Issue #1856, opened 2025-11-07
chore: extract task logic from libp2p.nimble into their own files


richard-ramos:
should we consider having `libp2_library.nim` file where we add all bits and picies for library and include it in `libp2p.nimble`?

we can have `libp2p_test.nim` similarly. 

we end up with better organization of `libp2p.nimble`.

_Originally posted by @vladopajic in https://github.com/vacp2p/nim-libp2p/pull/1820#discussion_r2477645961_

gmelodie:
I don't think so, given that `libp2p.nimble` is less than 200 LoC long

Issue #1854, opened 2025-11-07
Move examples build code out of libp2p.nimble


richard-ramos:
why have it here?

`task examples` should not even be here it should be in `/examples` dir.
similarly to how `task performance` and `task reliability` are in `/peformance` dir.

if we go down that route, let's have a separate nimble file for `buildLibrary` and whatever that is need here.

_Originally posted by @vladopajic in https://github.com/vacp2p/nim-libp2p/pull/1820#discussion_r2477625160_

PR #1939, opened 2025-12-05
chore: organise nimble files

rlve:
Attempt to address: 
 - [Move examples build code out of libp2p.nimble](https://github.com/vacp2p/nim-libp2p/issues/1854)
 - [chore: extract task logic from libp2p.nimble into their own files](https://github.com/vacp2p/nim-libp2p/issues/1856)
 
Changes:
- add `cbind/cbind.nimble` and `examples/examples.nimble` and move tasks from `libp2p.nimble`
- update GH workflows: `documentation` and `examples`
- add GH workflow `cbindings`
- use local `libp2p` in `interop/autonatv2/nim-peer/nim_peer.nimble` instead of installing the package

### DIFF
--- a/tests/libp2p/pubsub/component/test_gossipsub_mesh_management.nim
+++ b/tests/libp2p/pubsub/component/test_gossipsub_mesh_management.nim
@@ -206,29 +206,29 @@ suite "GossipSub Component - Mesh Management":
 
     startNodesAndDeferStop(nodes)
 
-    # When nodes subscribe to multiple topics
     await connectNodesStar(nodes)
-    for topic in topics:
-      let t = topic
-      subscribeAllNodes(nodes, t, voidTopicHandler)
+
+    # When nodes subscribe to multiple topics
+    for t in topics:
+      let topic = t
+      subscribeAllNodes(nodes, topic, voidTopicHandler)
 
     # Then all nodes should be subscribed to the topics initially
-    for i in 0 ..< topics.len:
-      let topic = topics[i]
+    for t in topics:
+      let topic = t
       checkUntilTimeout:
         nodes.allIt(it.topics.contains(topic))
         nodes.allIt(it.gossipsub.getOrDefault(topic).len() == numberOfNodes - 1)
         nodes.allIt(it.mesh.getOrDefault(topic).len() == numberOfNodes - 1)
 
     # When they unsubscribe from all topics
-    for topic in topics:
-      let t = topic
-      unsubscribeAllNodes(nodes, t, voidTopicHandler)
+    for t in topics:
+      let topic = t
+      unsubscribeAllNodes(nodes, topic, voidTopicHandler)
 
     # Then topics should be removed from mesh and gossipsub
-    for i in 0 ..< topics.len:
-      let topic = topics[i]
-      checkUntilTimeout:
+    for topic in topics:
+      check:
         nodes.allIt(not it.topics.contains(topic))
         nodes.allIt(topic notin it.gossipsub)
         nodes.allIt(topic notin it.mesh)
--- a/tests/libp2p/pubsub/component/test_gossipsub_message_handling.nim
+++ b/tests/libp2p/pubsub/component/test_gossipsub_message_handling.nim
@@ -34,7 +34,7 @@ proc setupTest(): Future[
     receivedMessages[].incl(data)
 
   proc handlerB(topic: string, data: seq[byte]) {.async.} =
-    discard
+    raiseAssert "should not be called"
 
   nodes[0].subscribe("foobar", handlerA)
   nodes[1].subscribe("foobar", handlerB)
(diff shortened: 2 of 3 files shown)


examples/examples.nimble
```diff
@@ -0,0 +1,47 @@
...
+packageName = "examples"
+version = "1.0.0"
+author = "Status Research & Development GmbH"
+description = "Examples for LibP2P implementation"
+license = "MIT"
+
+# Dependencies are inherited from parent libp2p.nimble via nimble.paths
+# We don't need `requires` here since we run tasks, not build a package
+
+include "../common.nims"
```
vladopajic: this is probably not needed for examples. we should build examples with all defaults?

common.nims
****
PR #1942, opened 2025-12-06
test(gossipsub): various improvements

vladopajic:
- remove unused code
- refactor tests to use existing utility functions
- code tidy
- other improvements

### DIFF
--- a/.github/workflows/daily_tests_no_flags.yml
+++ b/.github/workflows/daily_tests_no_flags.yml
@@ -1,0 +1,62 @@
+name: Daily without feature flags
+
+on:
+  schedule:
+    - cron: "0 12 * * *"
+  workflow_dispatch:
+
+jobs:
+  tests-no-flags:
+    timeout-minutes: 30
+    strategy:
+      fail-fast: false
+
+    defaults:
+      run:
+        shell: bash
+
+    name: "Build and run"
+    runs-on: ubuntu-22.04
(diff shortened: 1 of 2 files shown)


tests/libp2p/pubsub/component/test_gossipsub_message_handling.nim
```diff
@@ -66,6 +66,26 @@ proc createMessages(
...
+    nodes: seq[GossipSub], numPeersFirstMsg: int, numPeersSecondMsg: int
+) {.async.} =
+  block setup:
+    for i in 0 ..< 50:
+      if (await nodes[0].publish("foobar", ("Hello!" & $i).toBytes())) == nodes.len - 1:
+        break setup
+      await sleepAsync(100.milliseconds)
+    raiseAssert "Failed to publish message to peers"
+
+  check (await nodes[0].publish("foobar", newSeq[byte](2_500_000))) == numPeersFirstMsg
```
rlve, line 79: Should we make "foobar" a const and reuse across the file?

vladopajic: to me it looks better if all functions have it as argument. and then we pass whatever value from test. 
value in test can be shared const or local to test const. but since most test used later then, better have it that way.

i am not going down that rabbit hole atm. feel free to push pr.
****
▸ WHAT IS BEING ASKED: Each line with the word "value" in the records above belongs in the result; copy all of them.

▸ EXERCISE OUTPUT:
vladopajic: to me it looks better if all functions have it as argument. and then we pass whatever value from test. 
value in test can be shared const or local to test const. but since most test used later then, better have it that way.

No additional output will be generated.